» What to produce:
Every line in the data below that has the word "coverage" should be returned.

» Material shown:
##############################

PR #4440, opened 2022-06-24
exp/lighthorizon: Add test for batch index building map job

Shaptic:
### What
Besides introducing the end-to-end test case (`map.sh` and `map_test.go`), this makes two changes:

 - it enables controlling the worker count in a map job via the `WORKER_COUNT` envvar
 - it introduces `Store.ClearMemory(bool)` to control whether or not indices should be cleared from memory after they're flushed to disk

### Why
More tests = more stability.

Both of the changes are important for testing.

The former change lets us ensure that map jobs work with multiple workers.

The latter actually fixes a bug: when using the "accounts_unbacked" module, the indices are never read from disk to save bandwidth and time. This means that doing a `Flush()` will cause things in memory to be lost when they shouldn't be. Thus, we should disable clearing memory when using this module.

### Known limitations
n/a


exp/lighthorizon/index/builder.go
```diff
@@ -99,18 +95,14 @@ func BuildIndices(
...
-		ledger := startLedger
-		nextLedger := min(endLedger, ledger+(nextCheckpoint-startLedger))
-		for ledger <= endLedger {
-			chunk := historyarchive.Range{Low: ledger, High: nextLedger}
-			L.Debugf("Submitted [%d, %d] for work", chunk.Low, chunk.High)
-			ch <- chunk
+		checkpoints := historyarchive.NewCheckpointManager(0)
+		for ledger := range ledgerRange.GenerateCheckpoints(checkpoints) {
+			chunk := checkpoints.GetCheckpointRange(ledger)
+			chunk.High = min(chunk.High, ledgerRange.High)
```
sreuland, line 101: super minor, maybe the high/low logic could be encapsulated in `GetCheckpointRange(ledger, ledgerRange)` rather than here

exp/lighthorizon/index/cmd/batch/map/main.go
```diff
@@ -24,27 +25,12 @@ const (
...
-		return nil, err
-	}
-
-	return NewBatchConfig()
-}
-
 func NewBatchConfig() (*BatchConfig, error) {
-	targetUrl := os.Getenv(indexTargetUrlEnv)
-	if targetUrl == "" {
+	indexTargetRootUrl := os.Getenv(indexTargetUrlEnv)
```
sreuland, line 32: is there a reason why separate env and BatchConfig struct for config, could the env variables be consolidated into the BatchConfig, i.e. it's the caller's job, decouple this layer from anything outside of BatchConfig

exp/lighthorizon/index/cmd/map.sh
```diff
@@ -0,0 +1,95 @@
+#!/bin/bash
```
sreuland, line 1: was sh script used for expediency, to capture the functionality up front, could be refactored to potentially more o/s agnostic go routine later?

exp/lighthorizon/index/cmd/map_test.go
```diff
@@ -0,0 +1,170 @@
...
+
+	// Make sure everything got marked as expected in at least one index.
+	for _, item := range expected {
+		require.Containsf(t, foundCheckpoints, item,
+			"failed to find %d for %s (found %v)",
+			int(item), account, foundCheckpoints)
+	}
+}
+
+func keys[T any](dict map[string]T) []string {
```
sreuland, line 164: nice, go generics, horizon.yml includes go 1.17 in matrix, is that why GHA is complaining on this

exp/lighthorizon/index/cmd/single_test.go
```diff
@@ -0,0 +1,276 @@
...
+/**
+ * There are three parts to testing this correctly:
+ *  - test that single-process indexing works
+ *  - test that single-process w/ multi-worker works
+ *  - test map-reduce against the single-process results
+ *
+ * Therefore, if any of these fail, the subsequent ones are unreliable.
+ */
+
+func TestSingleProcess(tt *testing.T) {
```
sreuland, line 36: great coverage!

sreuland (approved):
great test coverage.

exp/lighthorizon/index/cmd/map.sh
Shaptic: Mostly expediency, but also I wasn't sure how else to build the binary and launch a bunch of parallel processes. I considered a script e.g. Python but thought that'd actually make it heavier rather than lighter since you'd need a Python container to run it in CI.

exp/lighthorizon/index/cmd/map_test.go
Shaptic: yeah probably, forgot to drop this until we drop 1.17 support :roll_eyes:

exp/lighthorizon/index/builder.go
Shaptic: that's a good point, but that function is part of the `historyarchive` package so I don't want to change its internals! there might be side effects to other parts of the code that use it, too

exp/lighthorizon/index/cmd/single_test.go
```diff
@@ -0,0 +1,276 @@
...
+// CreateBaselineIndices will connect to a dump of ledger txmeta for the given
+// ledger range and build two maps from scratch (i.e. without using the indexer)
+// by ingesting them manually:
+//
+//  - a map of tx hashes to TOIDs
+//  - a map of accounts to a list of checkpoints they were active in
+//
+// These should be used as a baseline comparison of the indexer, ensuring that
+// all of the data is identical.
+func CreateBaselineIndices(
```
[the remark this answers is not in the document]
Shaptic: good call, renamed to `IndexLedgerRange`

##############################

» Finished exercise:
sreuland, line 36: great coverage!
great test coverage.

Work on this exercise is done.